Developing AAV-based gene therapy for adrenoleukodystrophy (X-ALD)

Abstract

Background & Aim Adrenoleukodystrophy (X-ALD) is an X-linked disease. ALD is caused by mutations of the gene encoding ATP-Binding cassette subfamily D member 1 (ABCD1), a peroxisomal transmembrane protein. Dysfunctional ABCD1 protein results in excessive accumulation of very long chain fatty acid (VLCFA) in neural system and leads to demyelination and neural death.

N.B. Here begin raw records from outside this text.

PR #2098, opened 2020-02-04
improve performance of Tables.rowtable

bkamins:
This is needed for performance because `Tables.rows(df)` is type unstable (to avoid huge compilation costs in corner cases). However, if someone wants `Tables.rowtable` the compilation cannot be avoided (very wide data frames are still very slow to generate), so we go through `Tables.columntable` to improve performance.


bkamins:
@quinnj

Without this PR the following:
```
julia> df = DataFrame(rand(10, 1000));

julia> Tables.rowtable(df)
Internal error: encountered unexpected error in runtime:
StackOverflowError()
```
hangs Julia session on my laptop, while

```
Tables.rowtable(Tables.columntable(df))
```
has an unavoidable compilation hicckup but goes through smoothly.

nalimilan:
Isn't that a bug in Tables.jl? It shouldn't crash like that.

bkamins:
Maybe not a bug but some deep recursion. I am waiting for a new release of Tables.jl to check if it gets resolved then as @quinnj has made improvements to this code.

Still we will have to add a custom `Tables.rowtable` method in DataFrames.jl for performance reasons.

nalimilan:
But shouldn't Tables.jl have a fallback that does what this PR does? If even DataFrame (which is type unstable) wants this, wouldn't other type want the same definition?

bkamins:
The issue is that Tables.jl calls `Tables.rows` internally, which we manually override in DataFrames.jl to be `eachrow(df)` (otherwise `CSV.write` for very wide data frames could be prohibitively slow). So it cannot be fixed in Tables.jl (as the package does not know that we override `Tables.rows`).

In theory you are right, but I can imagine that some other packages redefine `Tables.rows` in some special way that is more efficient (as opposed to DataFrames.jl which is less efficient).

Currently, no effective treatments are available to cure X-ALD except BMT at very early stage of disease. Gene therapy using virus as a vehicle is an efficient method to transfer a target gene to human cells. Adeno-associated virus (AAV)-based gene therapy is of high interest for current research. The mechanism of AAV gene transfer does not cause any insertions of target gene into the human genome, which highly enhance the safety of the therapy. There are different serotypes of AAV, each targets different cell types. Therefore, AAV would be a promising vector to cure different diseases in the future. Methods, Results & Conclusion Here in this project, AAV vector with functional ABCD1 gene is constructed and its effectiveness is being tested in vitro for treating X-ALD. Meanwhile, a new animal model – ABCD1 gene mutated rabbit is used to mimic condition of X-ALD patients. Compared to the same age wild type rabbits, the diseased model shows a 5-10 folds increase in plasma VLCFA level before the treatment, and magnetic resonance imaging (MRI) scan is performed to determine demyelination inside the CNS. After AAV injection, rabbits' blood VLCFA level is monitored regularly, MRI scan and brain tissue sectioning are examined to determine the effectiveness of the AAV-based gene therapy targeting X-ALD.